Aran Insausti scite author profile

The tumor-associated carbohydrate Tn antigens include two variants, αGalNAc- O-Thr and αGalNAc- O-Ser. In solution, they exhibit dissimilar shapes and dynamics and bind differently to the same protein receptor. Here, we demonstrate experimentally and theoretically that their conformational preferences in the gas phase are highly similar, revealing the essential role of water. We propose that water molecules prompt the rotation around the glycosidic linkage in the threonine derivative, shielding its hydrophobic methyl group and allowing an optimal solvation of the polar region of the antigen. The unusual arrangement of αGalNAc- O-Thr features a water molecule bound into a "pocket" between the sugar and the threonine.

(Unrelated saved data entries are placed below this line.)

PR #1876, opened 2017-10-02
Inline comment formatting opt-in rule

kimdv:
Made ad new PR because something went wrong on the old #1509

### DIFF
--- a/CHANGELOG.md
+++ b/CHANGELOG.md
@@ -48,6 +48,10 @@
   [Marcelo Fabri](https://github.com/marcelofabri)
   [#1870](https://github.com/realm/SwiftLint/issues/1870)
 
+* Add `inline_comment` rule that validates inline comments.  
+  Kim de Vos](https://github.com/kimdv)
+  [#1310](https://github.com/realm/SwiftLint/issues/1310)
+
 ##### Bug Fixes
 
 * Improve how `opening_brace` rule reports violations locations.  
--- a/Rules.md
+++ b/Rules.md
@@ -45,6 +45,7 @@
 * [Implicit Getter](#implicit-getter)
 * [Implicit Return](#implicit-return)
 * [Implicitly Unwrapped Optional](#implicitly-unwrapped-optional)
+* [InlineComment](#inlinecomment)
 * [Is Disjoint](#is-disjoint)
 * [Joined Default Parameter](#joined-default-parameter)
 * [Large Tuple](#large-tuple)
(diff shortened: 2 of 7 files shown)


marcelofabri:
There're some violations that I shouldn't be triggered IMO: https://github.com/mozilla-mobile/firefox-ios/blob/a9b288f1c85a55c00c150a8834db1fac6118ef62/Client/Frontend/Browser/TabLocationView.swift#L277:25 for example.

kimdv:
hmm @marcelofabri can't figure out how to solve this 😞 

Can you please help ? 😄

SDGGiesbrecht:
Stepping in because you asked for help, @kimdv...

***

First though, in the related rule request (#1310), @joshfriend asked for the default of 2 spaces before, 1 space after, and for both numbers to be configurable.

As it stands, this pull request flatly enforces 1 before and 1 after. (Which, incidentally, is my preference.) Is the difference intentional?

@joshfriend, I do see you said,

> I think 1 would also be an acceptable default for spaces_before.

How important is it to you to be able to configure it?

***

Back to @kimdv, I agree with every one of the test examples you provided, but as @marcelofabri noted, the violations reported on real code show the rule needs to handle several other usage cases as well.

The first, which @marcelofabri pointed out, is that the rule must always allow the comment to be indented to match the surrounding code.

```swift
func doStuff() {
    doSomething()
    // Something worth noting.
    doSomethingElse()
}
```

The simplest way is probably to only validate the number of spaces before the slashes if non‐whitespace exists before it on the same line.

Another case that should be allowed is where several comments have been carefully aligned with one another.

```swift
enum Stuff {
    case short                           // Notes...
    case mediumLength                    // More notes...
    case somethingWhichIsMuchLongerStill // Still more notes...
}
```

[Here](https://github.com/Alamofire/Alamofire/blob/b8995447518fd57af14c88a47f27434a16f60403/Tests/ServerTrustPolicyTests.swift#L1193:52) is an example from the OSSCheck with alignment spacing before, as well as the following example which comes straight from some of my [own code](https://github.com/SDGGiesbrecht/SDGCornerstone/blob/3844895ec7118de8de7555117318afd2c118d571/Sources/SDGCornerstone/Mathematics/Numbers/Protocols/RealArithmetic.swift#L1020-L1022) and has alignment spacing after. (A true block comment would have been vulnerable to auto‐indent.)

```swift
//   ∞         n + 1     2n − 1
//   ∑    ( (−1)      __θ________ )
// n = 1               (2n − 1)!
```

For these, it is probably sufficient to check the characters at the same position in the lines above and below, and if either is also `//`, then it is not really being used as an inline comment and we let it go without flagging it.

Start by adding these examples to your tests and adjust the rule description to match (something like “`//` should have spaces on either side or be aligned with other comments.”).

Then see if you can implement the logic described above to handle those tests. When you are ready (or if you need more help), report back and someone will look at the implementation more closely.

*Jeg håber, at det hjælper*, @kimdv.

fredpi:
Why is this closed now?

SDGGiesbrecht:
@fredpi,

> Why is this closed now?

@kimdv did not explain. Maybe the learning curve was too high, maybe he decided the effort was not worth it or maybe he no longer had the time.

In any case, it *does not* indicate a rejection of the rule itself. Someone could certainly continue his work (or even start over fresh if that is easier).

*Danke für die Nachfrage.*

PR #1888, opened 2017-10-05
Add override_in_extension rule

### LINKED ISSUE #1884: Rule request: overriden declaration in extension
### New Issue Checklist

### Rule Request

Adding `override` for Swift-only declarations is already not possible. It's only possible for `@objc` declarations.

From [Apple's Programming with Objective-C](https://developer.apple.com/library/content/documentation/Cocoa/Conceptual/ProgrammingWithObjectiveC/CustomizingExistingClasses/CustomizingExistingClasses.html#//apple_ref/doc/uid/TP40011210-CH6-SW1)

> Because the methods declared in a category are added to an existing class, you need to be very careful about method names.
>
> If the name of a method declared in a category is the same as a method in the original class, or a method in another category on the same class (or even a superclass), the behavior is undefined as to which method implementation is used at runtime.

```swift
// should trigger
extension Foo {
  override var bar: String { return "" }

  override func baz() {}
}
```

Just severity.

I think it should be enabled by default, but I'm afraid that this might cause a lot of violations that are not easily fixed.

---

This mechanism is supported by trapping, for the first time, such localized water in the crystal structures of an antibody bound to two glycopeptides that comprise fluorinated Tn antigens in their structure. According to several reported X-ray structures, installing oxygenated amino acids in specific regions of the receptor capable of displacing the bridging water molecule to the bulk-solvent may facilitate the molecular recognition of the Tn antigen with threonine. Overall, our data also explain how water fine-tunes the 3D structure features of similar molecules, which in turn are behind their distinct biological activities.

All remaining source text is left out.